PR #801, opened 2026-07-27
c3: add opt-in master logging

### LINKED ISSUE #795: c3: master logging setting ([S], default OFF) — app log + all invoked-script logs
### Motivation

The 2026-07-27 download triage (#792 / #793 / #794) started with a user report that ended in "i did not found any logs for c3 🙁" — and they were right. #793 fixed exactly one slice (downloads now tee to `~/.config/club-3090/logs/`, pane-announced), but everything else in c3 still evaporates with the pane: app exceptions, action dispatch errors, serve/switch/verify/bench subprocess output, GPU-claim decisions. The next non-download incident will be the same remote guessing game.

### Proposal

A **master logging setting** in c3:

- **Toggle in [S] Settings**, persisted to `c3-settings.json` (same mechanism as MODEL_DIR / HF_TOKEN), plus an env override (`C3_LOG=1/0`) that wins per-launch, matching the settings precedence rule.
- **Default OFF** (maintainer decision).
- When ON, capture to `<C3_CONFIG_DIR|~/.config/club-3090>/logs/`:
  1. **c3 app log** — one session file (`c3-session-<ts>.log`): Python `logging` from the app (screen/action transitions at INFO, warnings, and **unhandled exceptions with tracebacks** — the crash case is the highest-value line), Textual log integration where useful.
  2. **Subprocess logs** — generalize #793's `DownloadLog` to every runner invocation:
     - write/stream runner (`SubprocessRunner.start_raw`): full line stream + argv header + exit/verdict footer (serve, switch, verify, bench, gpu-mode, downloads — the download path already does this).
     - read runner (`RealRunner.run`): argv + exit code always; stdout/stderr **only on failure or non-parseable output** (registry-emit/kv-calc JSON blobs are huge and useless when healthy — logging them would drown the signal).

### Design points / open questions

- **Relationship to #793's download logs**: they shipped **always-on** because the motivating incident was precisely "nothing to paste." Folding them under a default-OFF master switch regresses that win. Options: (a) downloads stay always-on, the switch governs everything else; (b) everything under the switch, default OFF, and the download preflight prints "enable logging in [S] for a persistent trace" as a breadcrumb; (c) switch default ON for downloads only via a tri-state. Maintainer call — the ticket should not ship without an explicit decision here.
- **Redaction**: existing rule holds everywhere — argv yes, **env never** (HF_TOKEN). Session log must also avoid echoing settings values (the token field).
- **Retention**: reuse the newest-N prune (downloads keep 30); session logs probably fewer (10?).
- **Announcement**: when ON, the footer / [S] modal shows the active log path so discoverability matches the download logs' `[log]` line.
- **Hermeticity**: suite-wide `C3_CONFIG_DIR` tmp + default-OFF means tests stay clean; add explicit-enable tests mirroring the #793 pattern.

### Acceptance

- [ ] [S] Settings toggle, persisted + env override, default OFF
- [ ] Session app log with exception tracebacks when enabled
- [ ] All write-runner invocations logged when enabled (download parity)
- [ ] Read-runner failures logged when enabled
- [ ] Decision recorded on the #793 always-on question
- [ ] Redaction + prune + tests

noonghunna:
## Decided behavior

The new master switch defaults OFF and governs the app session log plus non-download subprocess logs. Download logs remain always-on exactly as shipped in #793.

## Acceptance

- [x] Add a persisted Settings toggle with per-launch C3_LOG=1|0 precedence.
- [x] Create one discoverable UTC-stamped session log and capture screen/action transitions plus full unhandled-exception tracebacks.
- [x] Generalize RunLog for streamed writes and read-runner command/exit records while omitting healthy JSON output.
- [x] Never serialize child environments or Settings values; add token/env redaction regressions.
- [x] Retain the newest 10 session logs while downloads keep their existing newest-30 policy.
- [x] Keep logging default-off and cover explicit enable, footers, failures, pruning, and callback restoration hermetically.

## Tests

- 262 passed: test_services.py + test_registry_parser.py
- 88 passed, 483 deselected: test_app_headless.py filtered to settings or log
- Python syntax compile and git diff --check passed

▸ **Required action**
Every line of the listing that includes the word "healthy" forms the answer.

▸ **Finished task**
     - read runner (`RealRunner.run`): argv + exit code always; stdout/stderr **only on failure or non-parseable output** (registry-emit/kv-calc JSON blobs are huge and useless when healthy — logging them would drown the signal).
- [x] Generalize RunLog for streamed writes and read-runner command/exit records while omitting healthy JSON output.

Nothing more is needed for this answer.